→ What you will do
Whenever a line below holds the word "utxo", count it; please give only the final number.
_ _ _ _
PR #3, opened 2023-11-23
bitcoinjs support

drunkirishcoder:
bitcoinjs sdk integration with examples.

### DIFF
--- a/.gitignore
+++ b/.gitignore
@@ -1,6 +1,6 @@
+**/.env
 **/dist
 **/node_modules
-**/.env
 /tmp
 .DS_Store
 docs-generated/
--- a/README.md
+++ b/README.md
@@ -175,9 +175,9 @@ BaseAuthApi.createUserRegistration()
 
 Integrations with other blockchain platforms to make Dapp development frictionless. More to come...
 
-* [ethers.js v5](https://github.com/dfns/dfns-sdk-ts/tree/m/packages/lib-ethersjs5/) and [examples](https://github.com/dfns/dfns-sdk-ts/tree/m/examples/libs/ethersjs/v5)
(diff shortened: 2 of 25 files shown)


examples/bitcoinjs/basic-tx/main.ts
```diff
@@ -0,0 +1,109 @@
...
+      id: 'sendrawtransaction',
+      method: 'sendrawtransaction',
+      params: [hex],
+    })
+  ).data.result
+}
+
+// change this to an utxo for your wallet
+const utxo = {
+  txid: '33c863366067b8b04a29b9b14692939951c75af92f7f47936d6deb2ec083d26c',
```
_ _ _ _
→ Answer space
2